### Directions for this task
Your answer should consist of the lines below that hold the word "full".

Stored data entries:
PR #876, opened 2025-09-16
vhost-device-sound: Add GStreamer audio backend support

nicholasdezai:
### Summary of the PR

This change adds GStreamer audio backend support.

Since the Rust bindings for GStreamer rely on the underlying C libraries, this change introduces additional build dependencies. On Debian/Ubuntu systems, at least libgstreamer1.0-dev and libgstreamer-plugins-base1.0-dev are required.

### Requirements

requirements:

  test.

### DIFF
--- a/Cargo.lock
+++ b/Cargo.lock
@@ -35,12 +35,12 @@ dependencies = [
 
 [[package]]
 name = "annotate-snippets"
-version = "0.9.2"
+version = "0.11.5"
 source = "registry+https://github.com/rust-lang/crates.io-index"
-checksum = "ccaf7e9dfbb6ab22c82e473cd1a8a7bd313c19a5b7e40970f3d89ef5a5c9e81e"
+checksum = "710e8eae58854cdc1790fcb56cca04d712a17be849eeb81da2a724bf4bae2bc4"
 dependencies = [
- "unicode-width 0.1.14",
- "yansi-term",
+ "anstyle",
+ "unicode-width",
 ]
 
 [[package]]
@@ -121,6 +121,12 @@ dependencies = [
 ]
 
 [[package]]
+name = "atomic_refcell"
+version = "0.1.13"
+source = "registry+https://github.com/rust-lang/crates.io-index"
+checksum = "41e67cd8309bbd06cd603a9e693a784ac2e5d1e955f11286e355089fcab3047c"
+
+[[package]]
 name = "autocfg"
 version = "1.5.0"
 source = "registry+https://github.com/rust-lang/crates.io-index"
@@ -128,31 +134,11 @@ checksum = "c08606f8c3cbf4ce6ec8e28fb0014a2c086708fe954eaa885384a6165172e7e8"
 
 [[package]]
 name = "bindgen"
-version = "0.69.5"
-source = "registry+https://github.com/rust-lang/crates.io-index"
-checksum = "271383c67ccabffb7381723dea0672a673f292304fcb45c01cc648c7a8d58088"
-dependencies = [
- "annotate-snippets",
- "bitflags 2.9.4",
- "cexpr",
- "clang-sys",
- "itertools 0.12.1",
- "lazy_static",
- "lazycell",
- "proc-macro2",
- "quote",
- "regex",
- "rustc-hash 1.1.0",
- "shlex",
- "syn 2.0.87",
-]
-
-[[package]]
-name = "bindgen"
 version = "0.72.1"
 source = "registry+https://github.com/rust-lang/crates.io-index"
 checksum = "993776b509cfb49c750f11b8f07a46fa23e0a1386ffc01fb1e7d343efc387895"
 dependencies = [
+ "annotate-snippets",
  "bitflags 2.9.4",
  "cexpr",
  "clang-sys",
@@ -162,9 +148,9 @@ dependencies = [
  "proc-macro2",
  "quote",
  "regex",
- "rustc-hash 2.1.1",
+ "rustc-hash",
  "shlex",
- "syn 2.0.87",
+ "syn 2.0.106",
 ]
 
 [[package]]
@@ -199,9 +185,9 @@ checksum = "46c5e41b57b8bba42a04676d81cb89e9ee8e859a1a66f80a5a72e1cb76b34d43"
 
 [[package]]
 name = "bytemuck"
-version = "1.23.2"
+version = "1.24.0"
 source = "registry+https://github.com/rust-lang/crates.io-index"
-checksum = "3995eaeebcdf32f91f980d360f78732ddc061097ab4e39991ae7a6ace9194677"
+checksum = "1fbdf580320f38b612e485521afda1ee26d10cc9884efaaa750d383e13e3c5f4"
 
 [[package]]
 name = "byteorder"
@@ -225,17 +211,7 @@ version = "0.6.0"
 source = "registry+https://github.com/rust-lang/crates.io-index"
 checksum = "6fac387a98bb7c37292057cffc56d62ecb629900026402633ae9160df93a8766"
 dependencies = [
- "nom",
-]
-
-[[package]]
-name = "cfg-expr"
-version = "0.15.8"
-source = "registry+https://github.com/rust-lang/crates.io-index"
-checksum = "d067ad48b8650848b989a59a86c6c36a995d02d2bf778d45c3c5d57bc2718f02"
-dependencies = [
- "smallvec",
- "target-lexicon 0.12.16",
+ "nom 7.1.3",
 ]
 
 [[package]]
@@ -245,7 +221,7 @@ source = "registry+https://github.com/rust-lang/crates.io-index"
 checksum = "1a2c5f3bf25ec225351aa1c8e230d04d880d3bd89dea133537dafad4ae291e5c"
 dependencies = [
  "smallvec",
- "target-lexicon 0.13.2",
+ "target-lexicon",
 ]
 
 [[package]]
@@ -302,7 +278,7 @@ dependencies = [
  "heck",
  "proc-macro2",
  "quote",
- "syn 2.0.87",
+ "syn 2.0.106",
 ]
 
 [[package]]
@@ -336,17 +312,8 @@ dependencies = [
  "encode_unicode",
  "libc",
  "once_cell",
- "unicode-width 0.2.0",
+ "unicode-width",
  "windows-sys 0.61.1",
-]
-
-[[package]]
-name = "convert_case"
-version = "0.6.0"
-source = "registry+https://github.com/rust-lang/crates.io-index"
-checksum = "ec182b0ca2f35d8fc196cf3404988fd8b8c739a4d270ff118a398feb0cbec1ca"
-dependencies = [
- "unicode-segmentation",
 ]
 
 [[package]]
@@ -359,13 +326,19 @@ dependencies = [
 ]
 
 [[package]]
+name = "convert_case"
+version = "0.8.0"
+source = "registry+https://github.com/rust-lang/crates.io-index"
+checksum = "baaaa0ecca5b51987b9423ccdc971514dd8b0bb7b4060b983d3664dad3f1f89f"
+dependencies = [
+ "unicode-segmentation",
+]
+
+[[package]]
 name = "cookie-factory"
 version = "0.3.3"
 source = "registry+https://github.com/rust-lang/crates.io-index"
 checksum = "9885fa71e26b8ab7855e2ec7cae6e9b380edff76cd052e07c683a0319d51b3a2"
-dependencies = [
- "futures",
-]
 
 [[package]]
 name = "crossterm"
@@ -412,7 +385,7 @@ dependencies = [
  "convert_case 0.7.1",
  "proc-macro2",
  "quote",
- "syn 2.0.87",
+ "syn 2.0.106",
 ]
 
 [[package]]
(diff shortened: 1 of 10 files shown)


dorindabassey:
the build is failing because `gstreamer-base-1.0` is missing from the build environment, looks like we need to update the rust-vmm container with gstreamer.
```
  pkg-config exited with status code 1
  > PKG_CONFIG_ALLOW_SYSTEM_CFLAGS=1 pkg-config --libs --cflags gstreamer-base-1.0 'gstreamer-base-1.0 >= 1.20'
  The system library `gstreamer-base-1.0` required by crate `gstreamer-base-sys` was not found.
  The file `gstreamer-base-1.0.pc` needs to be installed and the PKG_CONFIG_PATH environment variable must contain its parent directory.
  The PKG_CONFIG_PATH environment variable is not set.
```

MatiasVara:
> the build is failing because `gstreamer-base-1.0` is missing from the build environment, looks like we need to update the rust-vmm container with gstreamer.
> 
> ```
>   pkg-config exited with status code 1
>   > PKG_CONFIG_ALLOW_SYSTEM_CFLAGS=1 pkg-config --libs --cflags gstreamer-base-1.0 'gstreamer-base-1.0 >= 1.20'
>   The system library `gstreamer-base-1.0` required by crate `gstreamer-base-sys` was not found.
>   The file `gstreamer-base-1.0.pc` needs to be installed and the PKG_CONFIG_PATH environment variable must contain its parent directory.
>   The PKG_CONFIG_PATH environment variable is not set.
> ```

right, I just did it at https://github.com/rust-vmm/rust-vmm-ci/pull/190

vhost-device-i2c/src/main.rs
```diff
@@ -67,7 +67,8 @@ struct I2cArgs {
     socket_count: usize,
 
     /// List of I2C bus and clients in format
-    /// `<bus-name>:<client_addr>[:<client_addr>][,<bus-name>:<client_addr>[:<client_addr>]]`.
```
stefano-garzarella, line 70: Unrelated change, I guess happened while rebasing.

Cargo.lock
stefano-garzarella, line 1: This commit https://github.com/rust-vmm/vhost-device/pull/876/commits/84c7fe5c299011a976bd75764ad81c5ceacbc488 can be squashed in the next one where you really need the dependencies.

vhost-device-sound/src/audio_backends/gstreamer.rs
```diff
@@ -0,0 +1,1210 @@
...
+            .unwrap();
+
+        let appsink = gst_app::AppSink::builder()
+            .name("audio_appsink")
+            .caps(caps)
+            .build();
+
+        pipeline
+            .add_many([&autoaudiosrc, appsink.upcast_ref()])
+            .expect("Failed to add elements to input pipeline");
```
stefano-garzarella: Why not returning an `Err` ?

vhost-device-sound/src/audio_backends/gstreamer.rs
```diff
@@ -0,0 +1,1210 @@
...
+        }
+
+        let stream = &mut self.stream_params.write().unwrap();
+        let direction = stream[stream_id as usize].direction;
+
+        if direction == Direction::Input {
+            let mut stream_in = self.stream_in.write().unwrap();
+            let pipeline_in = stream_in
+                .get(&stream_id)
+                .expect("Can not find stream in `stream_in`.");
```
stefano-garzarella: Ditto.

stefano-garzarella (commented):
Great, thanks for working on this and preparing the container for the CI!

I left some comments, in general I'd avoid `unwrap()/expect()`. I mean t's fine for the lock or something that should not happen, but for example you have in some places ` .ok_or(Error::StreamWithIdNotFound(stream_id))?` and in others `.expect("Can not find stream in stream_in.");`. Why? (I didn't look the entire code, so maybe there is a reason).

vhost-device-i2c/src/main.rs
nicholasdezai: I didn't notice it here, it has been rolled back in the new version

nicholasdezai:
I have improved the error handling in the new commit. I hope the error handling makes more sense now

stefano-garzarella:
@dorindabassey @epilys PTAL

MatiasVara (approved):
LGTM!

stefano-garzarella:
@nicholasdezai please in the meantime rebase this on `main`, I guess you can remove the rust-vmm-ci commit since dependabot recently update it IIRC.

vhost-device-sound/src/audio_backends/gstreamer.rs
```diff
@@ -0,0 +1,1234 @@
...
+        // Create the output pipeline
+        let pipeline = gst::Pipeline::with_name("audio_output_pipeline");
+
+        let appsrc = gst_app::AppSrc::builder()
+            .name("audio_appsrc")
+            .caps(caps)
+            .build();
+
+        let autoaudiosink = gst::ElementFactory::make("autoaudiosink")
+            .name("autoaudiosink")
```
bilelmoussaoui: Use make_with_name maybe?

vhost-device-sound/src/audio_backends/gstreamer.rs
```diff
@@ -0,0 +1,1234 @@
...
+    #[cfg(target_endian = "big")]
+    pub fn set_format(&self, params: &PcmParams) -> Result<AudioFormat> {
+        let format = match params.format {
+            VIRTIO_SND_PCM_FMT_MU_LAW => AudioFormat::Encoded,
+            VIRTIO_SND_PCM_FMT_A_LAW => AudioFormat::Encoded,
+            VIRTIO_SND_PCM_FMT_S8 => AudioFormat::S8,
+            VIRTIO_SND_PCM_FMT_U8 => AudioFormat::U8,
+            VIRTIO_SND_PCM_FMT_S16 => AudioFormat::S16be,
+            VIRTIO_SND_PCM_FMT_U16 => AudioFormat::U16be,
+            VIRTIO_SND_PCM_FMT_S18_3 => AudioFormat::S18le,
```
bilelmoussaoui, line 309: Any reason why those are little endian variants?

vhost-device-sound/src/audio_backends/gstreamer.rs
```diff
@@ -0,0 +1,1234 @@
...
+            .write()
+            .unwrap()
+            .get_mut(stream_id as usize)
+            .ok_or(Error::StreamWithIdNotFound(stream_id))?
+            .state
+            .release();
+        if let Err(err) = release_result {
+            log::error!("Stream {stream_id} release {err}");
+            return Err(Error::Stream(err));
+        }
```
bilelmoussaoui:
```suggestion
        self
            .stream_params
            .write()
            .unwrap()
            .get_mut(stream_id as usize)
            .ok_or(Error::StreamWithIdNotFound(stream_id))?
            .state
            .release()
            .inspect_err(|err| log::error!("Stream {stream_id} release {err}"))
            .map_err(|err| Error::Stream(err))?;
```
that is the same no?

vhost-device-sound/src/audio_backends/gstreamer.rs
```diff
@@ -0,0 +1,1234 @@
...
+        log::debug!("Starting stream {stream_id}");
+        let start_result = self
+            .stream_params
+            .write()
+            .unwrap()
+            .get_mut(stream_id as usize)
+            .ok_or(Error::StreamWithIdNotFound(stream_id))?
+            .state
+            .start();
+        if let Err(err) = start_result {
```
bilelmoussaoui: Same here

vhost-device-sound/src/audio_backends/gstreamer.rs
```diff
@@ -0,0 +1,1234 @@
...
+            // log the error and continue
```
bilelmoussaoui: If you end up not applying the suggestion above, at least fix the comment because you don't continue here after logging the error ;-)

vhost-device-sound/src/audio_backends/gstreamer.rs
```diff
@@ -0,0 +1,1234 @@
...
+        log::debug!("Stopping stream {stream_id}");
+        let stop_result = self
+            .stream_params
+            .write()
+            .unwrap()
+            .get_mut(stream_id as usize)
+            .ok_or(Error::StreamWithIdNotFound(stream_id))?
+            .state
+            .stop();
+        if let Err(err) = stop_result {
```
bilelmoussaoui: Same with inspect_err usage

vhost-device-sound/src/stream.rs
```diff
@@ -29,6 +29,10 @@ pub enum Error {
     DescriptorWriteFailed,
     #[error("Could not disconnect stream")]
     CouldNotDisconnectStream,
+    #[error("Could not start stream")]
+    CouldNotStartStream,
+    #[error("Could not stop stream")]
+    CouldNotStopStream,
```
bilelmoussaoui, line 37: As those gstreamer specific, maybe they should be behind a feature guard?

vhost-device-sound/src/audio_backends/gstreamer.rs
```diff
@@ -0,0 +1,1234 @@
...
+            VIRTIO_SND_PCM_FMT_S24_3 => AudioFormat::S24le,
+            VIRTIO_SND_PCM_FMT_U24_3 => AudioFormat::U24le,
+            VIRTIO_SND_PCM_FMT_S20 => {
+                log::warn!("20-bit format not directly supported, using 24/32-bit format");
+                AudioFormat::S2432be
+            }
+            VIRTIO_SND_PCM_FMT_U20 => {
+                log::warn!("20-bit format not directly supported, using 24/32-bit format");
+                AudioFormat::U2432be
+            }
```
dorindabassey, line 322: About this, I think it also make sense to add a limitation section in CHANGELOG.md, saying that 20-bit PCM formats are not directly supported by gstreamer.

vhost-device-sound/src/audio_backends/gstreamer.rs
```diff
@@ -0,0 +1,1234 @@
...
+                            stream.requests.pop_front();
+                        }
+                    }
+
+                    // push data to appsrc
+                    if let Err(err) = appsrc.push_buffer(buffer) {
+                        log::error!("Failed to push buffer: {err}");
+                    }
+                })
+                .enough_data(move |_| {
```
dorindabassey: Currently you are just logging `enough data`, I think you need to use enough_data as a flow control switch based on the definition in the gstreamer documentation: https://gstreamer.freedesktop.org/documentation/rust/git/docs/gstreamer_app/struct.AppSrc.html#enough-data

vhost-device-sound/src/audio_backends/gstreamer.rs
```diff
@@ -0,0 +1,1234 @@
...
+                );
+            }
+
+            let res = gst_backend.release(0);
+            assert_eq!(
+                res.unwrap_err().to_string(),
+                Error::StreamWithIdNotFound(0).to_string()
+            );
+        }
+    }
```
dorindabassey, line 723: if you verify that these lifecycle functions fail on invalid stream IDs, then it make sense to add test to verify that prepare -> start -> stop -> release succeeds with a valid stream, you can see example of such test in pipewire backend https://github.com/rust-vmm/vhost-device/blob/main/vhost-device-sound/src/audio_backends/pipewire.rs#L608-L640

vhost-device-sound/src/audio_backends/gstreamer.rs
nicholasdezai: I checked the PipeWire and ALSA backends, and in both cases these formats also seem to map to little endian.
So I followed the same mapping in the GStreamer backend.
PipeWire:
```
VIRTIO_SND_PCM_FMT_S18_3 => SPA_AUDIO_FORMAT_S18_LE,
VIRTIO_SND_PCM_FMT_U18_3 => SPA_AUDIO_FORMAT_U18_LE,
...
```
ALSA:
```
virtio_sound::VIRTIO_SND_PCM_FMT_S18_3 => Format::S183LE,
virtio_sound::VIRTIO_SND_PCM_FMT_U18_3 => Format::U183LE,
...
```

bilelmoussaoui: cc @dorindabassey

dorindabassey:
you also need to update the readme with the new backend 
```
     --backend <BACKEND>
            audio backend to be used [possible values: null, pipewire, alsa]
```

vhost-device-sound/src/audio_backends/gstreamer.rs
dorindabassey: this is what matches the linux virtio-snd driver, there is no BE mapping there, on that note @nicholasdezai  I think you should use LE for: 
```
            VIRTIO_SND_PCM_FMT_S16 => AudioFormat::S16be,
            VIRTIO_SND_PCM_FMT_U16 => AudioFormat::U16be,
```

MatiasVara:
I just tried with qemu from master(29b77c1a2db2), Linux v6.16-rc1, and GStreamer 1.24.0, and it seems working.

vhost-device-sound/src/audio_backends/gstreamer.rs
nicholasdezai: Hi @dorindabassey, I’m a bit confused about how to handle `enough-data`.
 I’ve read some doc and source code about it over the past few days, and from my understanding, `enough-data` is used to trigger a callback function that stops data generation when the internal buffer is full.

However, in my case, the data is provided by the **vhost device**, not generated locally.
 So when `enough-data` is triggered, GStreamer will automatically stop calling `need-data`, which makes me think that maybe I don’t need to do anything inside the `enough-data` callback.

dorindabassey: > I’ve read some doc and source code about it over the past few days, and from my understanding, enough-data is used to trigger a callback function that stops data generation when the internal buffer is full.

Right,

> However, in my case, the data is provided by the vhost device, not generated locally.
> So when enough-data is triggered, GStreamer will automatically stop calling need-data, which makes me think that maybe I don’t need to do anything inside the enough-data callback.

so in this case the `enough-data` signal doesn't do anything, and adding the enough_data callback does nothing (just logs), so maybe remove it?

nicholasdezai: Yes, I’ve removed. Thanks for the suggestion!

### Solution for this task
 I’ve read some doc and source code about it over the past few days, and from my understanding, `enough-data` is used to trigger a callback function that stops data generation when the internal buffer is full.
dorindabassey: > I’ve read some doc and source code about it over the past few days, and from my understanding, enough-data is used to trigger a callback function that stops data generation when the internal buffer is full.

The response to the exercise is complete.